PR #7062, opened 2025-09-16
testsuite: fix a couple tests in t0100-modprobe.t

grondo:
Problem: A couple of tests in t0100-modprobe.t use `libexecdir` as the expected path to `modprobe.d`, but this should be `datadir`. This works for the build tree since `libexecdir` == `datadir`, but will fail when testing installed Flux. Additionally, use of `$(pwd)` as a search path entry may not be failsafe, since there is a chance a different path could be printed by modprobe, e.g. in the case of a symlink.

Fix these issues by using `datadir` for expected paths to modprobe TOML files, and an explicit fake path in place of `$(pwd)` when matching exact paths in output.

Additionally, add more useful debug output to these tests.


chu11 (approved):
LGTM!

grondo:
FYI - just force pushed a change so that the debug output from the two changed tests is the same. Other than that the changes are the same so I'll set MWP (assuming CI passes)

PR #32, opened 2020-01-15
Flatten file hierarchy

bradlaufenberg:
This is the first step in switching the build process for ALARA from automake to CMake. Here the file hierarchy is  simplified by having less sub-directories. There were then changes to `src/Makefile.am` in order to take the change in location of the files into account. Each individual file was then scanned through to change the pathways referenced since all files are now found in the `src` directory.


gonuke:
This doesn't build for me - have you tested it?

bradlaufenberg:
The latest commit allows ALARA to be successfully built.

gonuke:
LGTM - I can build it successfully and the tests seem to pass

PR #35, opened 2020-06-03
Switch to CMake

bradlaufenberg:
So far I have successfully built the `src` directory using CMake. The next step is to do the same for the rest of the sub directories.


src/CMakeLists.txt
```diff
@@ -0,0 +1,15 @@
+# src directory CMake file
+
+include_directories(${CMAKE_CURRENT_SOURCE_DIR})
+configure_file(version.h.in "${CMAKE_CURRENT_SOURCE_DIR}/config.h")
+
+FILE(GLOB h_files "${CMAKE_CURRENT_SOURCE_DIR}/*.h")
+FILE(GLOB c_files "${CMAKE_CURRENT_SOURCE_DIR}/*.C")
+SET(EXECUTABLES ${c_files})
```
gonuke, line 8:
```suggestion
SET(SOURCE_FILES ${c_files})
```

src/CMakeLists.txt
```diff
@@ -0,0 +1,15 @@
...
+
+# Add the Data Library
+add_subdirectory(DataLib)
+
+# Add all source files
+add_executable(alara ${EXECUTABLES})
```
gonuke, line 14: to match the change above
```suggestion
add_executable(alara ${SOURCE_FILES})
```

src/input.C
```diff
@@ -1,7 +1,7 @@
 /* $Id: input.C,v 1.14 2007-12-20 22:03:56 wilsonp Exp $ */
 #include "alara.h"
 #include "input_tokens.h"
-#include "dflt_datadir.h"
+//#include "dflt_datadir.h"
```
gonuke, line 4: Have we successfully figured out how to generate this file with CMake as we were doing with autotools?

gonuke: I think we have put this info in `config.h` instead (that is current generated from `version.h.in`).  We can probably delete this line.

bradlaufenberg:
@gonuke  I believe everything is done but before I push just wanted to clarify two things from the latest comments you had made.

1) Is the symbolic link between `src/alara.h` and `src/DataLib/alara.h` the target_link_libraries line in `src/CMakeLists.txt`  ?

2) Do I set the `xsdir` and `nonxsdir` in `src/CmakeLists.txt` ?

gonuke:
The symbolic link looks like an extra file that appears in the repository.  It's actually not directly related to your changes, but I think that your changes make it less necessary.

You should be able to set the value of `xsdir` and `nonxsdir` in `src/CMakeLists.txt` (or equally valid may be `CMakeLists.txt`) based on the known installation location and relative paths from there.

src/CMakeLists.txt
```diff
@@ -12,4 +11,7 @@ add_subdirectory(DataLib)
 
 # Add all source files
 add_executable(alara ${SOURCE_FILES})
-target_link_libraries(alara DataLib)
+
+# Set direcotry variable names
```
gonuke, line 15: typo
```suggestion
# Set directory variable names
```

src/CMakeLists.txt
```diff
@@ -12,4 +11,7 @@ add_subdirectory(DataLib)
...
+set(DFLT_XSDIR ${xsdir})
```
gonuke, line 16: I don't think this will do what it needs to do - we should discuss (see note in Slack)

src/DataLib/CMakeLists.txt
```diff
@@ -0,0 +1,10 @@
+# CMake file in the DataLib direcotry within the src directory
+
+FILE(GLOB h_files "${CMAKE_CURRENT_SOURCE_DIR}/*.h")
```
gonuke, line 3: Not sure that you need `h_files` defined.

==

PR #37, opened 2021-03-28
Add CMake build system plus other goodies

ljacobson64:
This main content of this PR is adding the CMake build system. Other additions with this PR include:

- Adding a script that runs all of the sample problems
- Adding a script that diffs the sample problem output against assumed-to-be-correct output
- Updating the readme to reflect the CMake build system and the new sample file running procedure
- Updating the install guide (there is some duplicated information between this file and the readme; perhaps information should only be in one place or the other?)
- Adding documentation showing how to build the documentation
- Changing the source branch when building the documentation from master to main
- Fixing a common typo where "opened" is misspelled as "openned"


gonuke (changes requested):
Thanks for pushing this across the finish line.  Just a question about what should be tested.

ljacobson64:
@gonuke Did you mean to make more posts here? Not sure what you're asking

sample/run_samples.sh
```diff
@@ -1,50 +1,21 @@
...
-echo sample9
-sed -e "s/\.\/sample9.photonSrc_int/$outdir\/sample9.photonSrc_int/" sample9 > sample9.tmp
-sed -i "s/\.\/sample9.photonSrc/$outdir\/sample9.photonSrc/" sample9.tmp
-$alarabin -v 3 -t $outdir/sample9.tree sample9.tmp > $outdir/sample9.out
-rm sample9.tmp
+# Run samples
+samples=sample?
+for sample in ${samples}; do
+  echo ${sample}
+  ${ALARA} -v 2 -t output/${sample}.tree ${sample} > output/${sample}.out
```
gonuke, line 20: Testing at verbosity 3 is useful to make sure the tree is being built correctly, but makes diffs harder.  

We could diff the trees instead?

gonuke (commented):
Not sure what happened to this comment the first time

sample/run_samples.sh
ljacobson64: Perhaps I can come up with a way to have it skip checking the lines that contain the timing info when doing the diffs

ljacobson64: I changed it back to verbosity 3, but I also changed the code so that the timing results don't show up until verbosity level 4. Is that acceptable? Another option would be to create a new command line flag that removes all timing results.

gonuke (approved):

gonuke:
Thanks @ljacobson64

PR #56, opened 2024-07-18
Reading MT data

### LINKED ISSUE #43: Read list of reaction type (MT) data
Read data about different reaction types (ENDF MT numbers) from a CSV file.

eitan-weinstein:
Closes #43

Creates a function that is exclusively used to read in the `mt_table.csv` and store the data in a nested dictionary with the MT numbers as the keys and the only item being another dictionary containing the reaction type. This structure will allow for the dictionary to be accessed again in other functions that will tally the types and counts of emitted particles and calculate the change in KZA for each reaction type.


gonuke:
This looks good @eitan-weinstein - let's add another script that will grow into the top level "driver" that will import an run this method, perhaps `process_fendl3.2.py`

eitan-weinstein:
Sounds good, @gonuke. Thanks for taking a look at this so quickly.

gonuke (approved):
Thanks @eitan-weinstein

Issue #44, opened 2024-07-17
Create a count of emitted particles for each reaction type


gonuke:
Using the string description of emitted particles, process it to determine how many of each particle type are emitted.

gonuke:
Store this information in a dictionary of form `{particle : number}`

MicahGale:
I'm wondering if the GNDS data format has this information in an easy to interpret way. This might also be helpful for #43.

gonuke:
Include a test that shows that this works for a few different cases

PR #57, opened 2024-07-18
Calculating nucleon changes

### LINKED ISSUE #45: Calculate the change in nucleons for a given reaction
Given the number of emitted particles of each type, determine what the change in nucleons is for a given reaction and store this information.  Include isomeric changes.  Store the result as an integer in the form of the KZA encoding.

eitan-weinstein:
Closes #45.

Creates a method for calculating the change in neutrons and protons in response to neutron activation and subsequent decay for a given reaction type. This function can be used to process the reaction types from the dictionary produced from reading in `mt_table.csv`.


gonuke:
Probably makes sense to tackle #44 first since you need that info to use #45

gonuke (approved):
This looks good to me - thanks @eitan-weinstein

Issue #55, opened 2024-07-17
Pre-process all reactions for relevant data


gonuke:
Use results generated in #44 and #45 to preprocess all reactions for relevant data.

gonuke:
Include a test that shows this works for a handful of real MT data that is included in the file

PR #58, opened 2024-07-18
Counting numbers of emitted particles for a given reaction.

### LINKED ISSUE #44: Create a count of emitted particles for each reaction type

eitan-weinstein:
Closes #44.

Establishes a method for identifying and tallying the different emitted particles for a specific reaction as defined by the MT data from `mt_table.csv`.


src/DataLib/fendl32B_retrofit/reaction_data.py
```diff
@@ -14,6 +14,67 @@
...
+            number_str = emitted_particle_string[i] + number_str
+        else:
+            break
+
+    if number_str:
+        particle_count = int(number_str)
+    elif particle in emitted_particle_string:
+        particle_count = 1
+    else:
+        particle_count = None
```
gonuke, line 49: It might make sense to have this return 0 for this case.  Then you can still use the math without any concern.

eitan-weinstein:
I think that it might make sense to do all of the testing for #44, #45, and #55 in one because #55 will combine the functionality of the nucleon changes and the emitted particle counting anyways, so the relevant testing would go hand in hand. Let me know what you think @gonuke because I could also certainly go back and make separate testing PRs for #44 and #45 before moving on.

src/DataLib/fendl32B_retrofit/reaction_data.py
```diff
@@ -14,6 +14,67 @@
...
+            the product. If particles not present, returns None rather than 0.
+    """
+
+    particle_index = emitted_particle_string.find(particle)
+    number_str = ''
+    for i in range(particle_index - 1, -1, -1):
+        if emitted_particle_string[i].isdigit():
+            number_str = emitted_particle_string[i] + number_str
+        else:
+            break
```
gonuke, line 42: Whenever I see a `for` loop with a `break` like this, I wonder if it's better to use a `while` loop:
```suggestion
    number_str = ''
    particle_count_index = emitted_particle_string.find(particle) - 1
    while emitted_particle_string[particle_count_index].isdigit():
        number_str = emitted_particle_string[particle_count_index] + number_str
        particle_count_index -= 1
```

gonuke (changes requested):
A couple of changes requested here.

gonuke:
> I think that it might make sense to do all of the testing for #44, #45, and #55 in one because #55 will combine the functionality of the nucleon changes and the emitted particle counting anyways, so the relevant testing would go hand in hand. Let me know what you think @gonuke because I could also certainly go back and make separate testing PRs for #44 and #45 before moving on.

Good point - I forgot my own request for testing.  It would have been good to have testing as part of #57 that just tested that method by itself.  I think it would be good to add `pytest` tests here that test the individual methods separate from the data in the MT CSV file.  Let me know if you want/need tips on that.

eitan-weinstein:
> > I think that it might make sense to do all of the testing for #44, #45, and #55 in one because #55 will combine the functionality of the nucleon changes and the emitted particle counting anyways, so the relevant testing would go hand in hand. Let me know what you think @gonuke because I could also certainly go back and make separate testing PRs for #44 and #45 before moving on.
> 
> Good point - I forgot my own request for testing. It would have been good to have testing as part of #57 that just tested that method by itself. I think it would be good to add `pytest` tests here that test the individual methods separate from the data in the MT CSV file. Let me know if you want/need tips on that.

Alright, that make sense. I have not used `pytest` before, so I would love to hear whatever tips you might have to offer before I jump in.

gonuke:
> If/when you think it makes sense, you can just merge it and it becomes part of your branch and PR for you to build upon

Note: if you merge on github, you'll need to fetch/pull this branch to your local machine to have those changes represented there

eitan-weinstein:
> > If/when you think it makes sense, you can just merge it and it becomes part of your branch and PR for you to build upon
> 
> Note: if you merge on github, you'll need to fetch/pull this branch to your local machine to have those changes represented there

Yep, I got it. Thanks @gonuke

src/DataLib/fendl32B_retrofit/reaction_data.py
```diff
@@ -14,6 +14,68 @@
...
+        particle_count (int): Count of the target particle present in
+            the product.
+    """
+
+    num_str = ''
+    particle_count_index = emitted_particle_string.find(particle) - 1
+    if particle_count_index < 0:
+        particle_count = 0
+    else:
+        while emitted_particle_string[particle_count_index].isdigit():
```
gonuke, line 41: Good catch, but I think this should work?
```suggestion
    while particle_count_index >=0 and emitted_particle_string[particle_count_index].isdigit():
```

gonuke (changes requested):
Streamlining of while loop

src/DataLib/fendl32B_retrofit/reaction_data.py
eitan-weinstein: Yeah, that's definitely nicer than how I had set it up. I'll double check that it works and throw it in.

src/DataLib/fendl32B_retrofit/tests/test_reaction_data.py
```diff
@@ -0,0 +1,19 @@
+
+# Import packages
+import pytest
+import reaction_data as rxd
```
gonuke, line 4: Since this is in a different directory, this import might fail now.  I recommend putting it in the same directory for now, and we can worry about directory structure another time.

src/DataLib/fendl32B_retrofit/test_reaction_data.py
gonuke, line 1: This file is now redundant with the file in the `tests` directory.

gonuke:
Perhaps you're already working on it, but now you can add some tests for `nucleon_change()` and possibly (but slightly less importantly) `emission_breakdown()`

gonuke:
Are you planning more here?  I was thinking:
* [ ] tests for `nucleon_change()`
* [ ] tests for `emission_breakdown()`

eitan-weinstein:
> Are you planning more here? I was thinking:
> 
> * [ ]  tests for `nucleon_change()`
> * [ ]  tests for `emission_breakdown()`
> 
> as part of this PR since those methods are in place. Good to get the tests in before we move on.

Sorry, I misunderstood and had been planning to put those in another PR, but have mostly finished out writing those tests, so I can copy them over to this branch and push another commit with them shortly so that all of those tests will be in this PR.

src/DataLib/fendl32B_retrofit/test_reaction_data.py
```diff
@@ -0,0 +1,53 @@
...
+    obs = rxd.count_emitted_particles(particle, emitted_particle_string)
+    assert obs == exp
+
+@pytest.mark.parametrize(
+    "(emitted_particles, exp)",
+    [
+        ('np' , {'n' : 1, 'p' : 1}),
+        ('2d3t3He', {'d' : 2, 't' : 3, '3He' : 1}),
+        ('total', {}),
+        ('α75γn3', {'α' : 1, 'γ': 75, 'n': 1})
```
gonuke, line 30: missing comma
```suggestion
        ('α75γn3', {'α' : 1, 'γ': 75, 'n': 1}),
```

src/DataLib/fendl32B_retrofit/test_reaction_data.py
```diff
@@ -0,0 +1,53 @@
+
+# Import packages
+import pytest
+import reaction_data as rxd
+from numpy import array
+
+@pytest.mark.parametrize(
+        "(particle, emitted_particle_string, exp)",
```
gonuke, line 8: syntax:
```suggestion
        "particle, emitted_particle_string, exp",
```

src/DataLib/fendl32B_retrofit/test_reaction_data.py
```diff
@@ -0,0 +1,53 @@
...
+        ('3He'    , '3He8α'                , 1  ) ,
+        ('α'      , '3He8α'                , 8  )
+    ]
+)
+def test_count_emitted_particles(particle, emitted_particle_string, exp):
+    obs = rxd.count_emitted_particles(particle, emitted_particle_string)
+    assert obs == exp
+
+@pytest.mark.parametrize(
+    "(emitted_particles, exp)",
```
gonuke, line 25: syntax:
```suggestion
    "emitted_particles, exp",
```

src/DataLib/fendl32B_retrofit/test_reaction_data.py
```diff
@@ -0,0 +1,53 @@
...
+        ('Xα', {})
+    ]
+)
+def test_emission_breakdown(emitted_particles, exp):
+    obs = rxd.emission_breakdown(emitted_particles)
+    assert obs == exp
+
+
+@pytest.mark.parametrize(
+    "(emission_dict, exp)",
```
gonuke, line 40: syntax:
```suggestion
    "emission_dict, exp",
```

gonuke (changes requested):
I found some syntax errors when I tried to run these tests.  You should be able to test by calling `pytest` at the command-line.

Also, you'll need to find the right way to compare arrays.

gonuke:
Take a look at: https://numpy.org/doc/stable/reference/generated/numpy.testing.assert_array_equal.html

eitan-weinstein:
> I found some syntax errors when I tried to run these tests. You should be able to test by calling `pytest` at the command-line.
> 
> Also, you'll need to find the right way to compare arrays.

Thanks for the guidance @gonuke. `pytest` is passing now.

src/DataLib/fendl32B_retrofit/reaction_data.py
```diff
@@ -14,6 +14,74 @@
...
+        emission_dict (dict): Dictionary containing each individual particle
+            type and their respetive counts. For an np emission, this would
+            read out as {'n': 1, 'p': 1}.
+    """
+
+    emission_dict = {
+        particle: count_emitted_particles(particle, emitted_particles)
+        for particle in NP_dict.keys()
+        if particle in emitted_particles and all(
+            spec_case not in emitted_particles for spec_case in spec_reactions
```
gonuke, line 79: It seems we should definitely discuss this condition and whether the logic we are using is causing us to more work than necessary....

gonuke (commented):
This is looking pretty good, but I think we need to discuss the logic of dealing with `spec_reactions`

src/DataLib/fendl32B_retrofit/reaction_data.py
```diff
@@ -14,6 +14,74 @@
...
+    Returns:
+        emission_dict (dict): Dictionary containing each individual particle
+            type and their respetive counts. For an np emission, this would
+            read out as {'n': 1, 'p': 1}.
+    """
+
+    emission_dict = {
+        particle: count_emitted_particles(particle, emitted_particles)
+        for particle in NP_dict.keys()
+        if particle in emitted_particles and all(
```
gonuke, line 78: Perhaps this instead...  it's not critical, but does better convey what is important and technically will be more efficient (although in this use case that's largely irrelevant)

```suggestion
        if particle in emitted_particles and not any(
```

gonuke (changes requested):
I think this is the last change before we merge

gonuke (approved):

AIM OF THE TASK :: Which lines above include the word "variable"? Show each one.

YOUR RESPONSE ::
+# Set direcotry variable names
# Set directory variable names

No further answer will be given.